One more question? Do you guys prefer Jamess Caan or the former USC Trojan alum Tom Selleck as Cooper? I had to throw the Trojan thing in there! OK?


----------



## tcusta00

I liked Magnum on the show. Oh well, moot point now! I'm sure he's not hurting for work/money.


----------



## Sirshagg

machavez00 said:


> NOOOOOOOOOOOOOOOO!
> 
> How am I going to get my Nikki Cox fix?


She hasn;t been on the show for a while anyway.


----------



## Sirshagg

Mavrick said:


> I prefered Vanessa Marcil over Nikki Cox anyway so I did not really miss her.


Now her I'll miss.


----------



## TNGTony

Friday nights is where you put TV shows to KILL THEM. Las Vegas was the exception that proved the rule. But a show like that on a Sunday through Thursday night would have done much better in the ratings.

:::Sigh::: I will really miss that show.

For the record, the cast shake up was what finally KILLED the show! I like Tom, but not as much as tough guy James Caan. I also didn't like the character "Cooper". He just stood around and looked suave. He never did anything but bowl!

The 9 month hiatus didn't help things much either.

See ya
Tony


----------



## cdizzy

Mavrick said:


> I prefered Vanessa Marcil over Nikki Cox anyway so I did not really miss her.


Me too! My wife will be PO'd to say the least.


----------



## Mavrick

I still wish that they at least once would have had Cooper drive up to the Montecito in a Red Ferrari 308.


----------



## Supramom2000

Speaking from the female perspective, I thought Nikki Cox was much more attractive than the new gal who married Mike. But I was very tired of "Mary's" drama queen life. The new gal certainly spiced things up more and was a lot of fun.


----------



## phat78boy

Smooth Jazzer said:


> One more question? Do you guys prefer Jamess Caan or the former USC Trojan alum Tom Selleck as Cooper? I had to throw the Trojan thing in there! OK?


I preferd Caan.


----------



## racton1

phat78boy said:


> I preferd Caan.


I liked Caan better on this show because he did more acting. Selleck didn't get the scripts to do much with but he is my favorite actor of the two.
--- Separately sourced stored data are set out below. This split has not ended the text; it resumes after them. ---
PR #5096, opened 2024-07-29
Enable tiling in some `MFIter` loops

EZoni:
Based on @WeiqunZhang's [comment](https://github.com/ECP-WarpX/WarpX/pull/4922#discussion_r1694338972) in #4922,

> I think it's better to use `growntilebox` and add `TilingIfNotGPU()` for the E field loop. For GPU, the two loops are the same. But for CPU, the tiling version should be better due to cache blocking and more OpenMP parallelism.

I think there are a couple of loops where we can enable tiling, by using `TilingIfNotGPU` when we set the `MFIter` iterator and `growntilebox` in place of `fabbox` for the subsequent `ParallelFor` loops.


lucafedeli88 (approved):
It looks good to me! Do you know which is the impact on performances of this kernel?

EZoni:
> It looks good to me! Do you know which is the impact on performances of this kernel?

Hi @lucafedeli88, I don't know the performance impact of this kernel. What triggered this PR was not a performance issue but simply the comment reported above, which suggested that, whenever possible, it is preferred to enable tiling in order to have better performance on CPU, in general. Since it is common to take existing code as example/prototype when implementing new code, I think it is easy for not-optimal implementations (in this case, loops without tiling rather than with tiling) to propagate through the code due to simple "copy/paste". So I figured it would be better to follow the preferred implementation whenever possible.

PR #5100, opened 2024-07-30
Expose more diagnostics options in PICMI

RemiLehe:
This exposes additional options in PICMI:
- `openpmd_encoding`
- `dump_last_timestep`


ax3l (approved):
Thank you: :tada:

PR #5101, opened 2024-07-30
PICMI interface for implicit solvers

dpgrote:
This adds a PICMI interface to define and specify the input parameters for the implicit solvers. See the example `Examples/Tests/Implicit/PICMI_inputs_vandb_jfnk_2d.py`.

Note that this PR also adds a new way in the PICMI implementation to specify groups of input parameters. This creates the new method `warpx.get_bucket` that generates and returns a `bucket` for setting input parameters. Then during the initialization phase, the `warpx` instance then loops over the defined buckets to fetch the input parameters. This is done instead of creating a file for each group (for example `Python/pywarpx/HybridPICModel.py`). Using this method will simplify the PICMI interface structure and also clean up the top level `pywarpx` name space (there would no long be the group instances). Note that a number of the existing parameter groups could be converted to this method (in later PRs).


RemiLehe:
Thanks a lot for this PR!
Could you add the new Python classes that you introduced to [the WarpX ReadTheDocs documentation?](https://warpx.readthedocs.io/en/latest/usage/python.html)

Examples/Tests/Implicit/PICMI_inputs_vandb_jfnk_2d.py
```diff
@@ -0,0 +1,149 @@
...
+                                    grid = grid,
+                                    period = diagnostic_intervals,
+                                    data_list = ['Ex', 'Ey', 'Ez', 'Bx', 'By', 'Bz', 'Jx', 'Jy', 'Jz', 'rho', 'divE'],
+                                    write_dir = '.',
+                                    warpx_file_prefix = 'ThetaImplicitJFNK_VandB_2d_PICMI')
+
+part_diag1 = picmi.ParticleDiagnostic(name = 'diag1',
+                                      period = diagnostic_intervals,
+                                      species = [electrons, protons],
+                                      data_list = ['weighting', 'position', 'momentum'])
```
ax3l: Does this diag also have to list `write_dir` and `warpx_file_prefix`?

Examples/Tests/Implicit/PICMI_inputs_vandb_jfnk_2d.py
```diff
@@ -0,0 +1,149 @@
...
+##########################
+# diagnostics
+##########################
+
+field_diag1 = picmi.FieldDiagnostic(name = 'diag1',
+                                    grid = grid,
+                                    period = diagnostic_intervals,
+                                    data_list = ['Ex', 'Ey', 'Ez', 'Bx', 'By', 'Bz', 'Jx', 'Jy', 'Jz', 'rho', 'divE'],
+                                    write_dir = '.',
+                                    warpx_file_prefix = 'ThetaImplicitJFNK_VandB_2d_PICMI')
```
RemiLehe:
```suggestion
                                    warpx_file_prefix = 'ThetaImplicitJFNK_VandB_2d_PICMI_plt')
```

Examples/Tests/Implicit/PICMI_inputs_vandb_jfnk_2d.py
RemiLehe:
```suggestion
                                      data_list = ['weighting', 'position', 'momentum'],
                                      write_dir = '.',
                                      warpx_file_prefix = 'ThetaImplicitJFNK_VandB_2d_PICMI_plt')
```

RemiLehe (approved):

PR #5103, opened 2024-07-30
EB: Assert that its used

ax3l:
Currently, users MUST use EB if it was compiled in, otherwise several locations of the code show undefined behavior. This will change with https://github.com/ECP-WarpX/WarpX/pull/4865 .

First reported by @lucafedeli88.

This assert logic already uses the logic we will use in #4865 for compatibility.

### DIFF
--- a/Source/EmbeddedBoundary/Enabled.cpp
+++ b/Source/EmbeddedBoundary/Enabled.cpp
@@ -32,12 +32,6 @@ namespace EB
         std::string eb_stl;
         eb_enabled |= pp_eb2.query("geom_type", eb_stl);
 
-#if defined(WARPX_DIM_RZ)
-        if (eb_enabled) {
-            throw std::runtime_error("RZ Geometry does not yet support EBs, but EBs are enabled in runtime inputs.");
-        }
-#endif
-
         return eb_enabled;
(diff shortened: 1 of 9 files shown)


ax3l:
Found with @RemiLehe: PR #3637 added the test that fails: We tried to ensure the code runs when EB is compiled but not running. There is more to do, so we will remove this test now.

Source/EmbeddedBoundary/Enabled.cpp
```diff
@@ -0,0 +1,45 @@
...
+        // https://amrex-codes.github.io/amrex/docs_html/EB.html
+        std::string eb_stl;
+        eb_enabled |= pp_eb2.query("geom_type", eb_stl);
+
+#if defined(WARPX_DIM_RZ)
+        if (eb_enabled) {
+            throw std::runtime_error("RZ Geometry does not yet support EBs, but EBs are enabled in runtime inputs.");
+        }
+#endif
+
```
ax3l: @RemiLehe told me on Slack that we have RZ support for EBs with test in ES and EM. So this can go :tada: 
```suggestion
```

RemiLehe (approved):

I have to agree with a previous poster that Molly Sims was the best girl on the show. I didn't like her being pregnant though because you couldn't see the figure as well. Her face made up for it though.


----------



## cdc101

phat78boy said:


> I preferd Caan.


KAAAAHHHHHHN!!!!!!!!!! :lol:


----------



## n3ntj

machavez00 said:


> NOOOOOOOOOOOOOOOO!
> 
> How am I going to get my Nikki Cox fix?


Yowza!


----------



## frederic1943

I remember the show called 'Nikki' that was on the WB for a couple of seasons 2000-2002. With Nikki Cox as a Las Vegas showgirl wed to a professional wrestler, played as Nick von Esmarch. Nikki constantly tries to find a job as show girl, but instead she has to take on one crappy job after another. Her husband isn't much successful with his career as wrestler. He constantly tries to make it happen and tries never to lose faith.

In one episode she may have to dance topless:
*Husband* - No wife of mine will show her breasts to strangers!
*Nikki* - They're my breasts!
*Husband* - Yeah, but I play with them more!


----------



## ThomasM

machavez00 said:


> NOOOOOOOOOOOOOOOO!
> 
> How am I going to get my Nikki Cox fix?


She left the show at the end of last year's season so you haven't been getting your "fix" in almost a year.


----------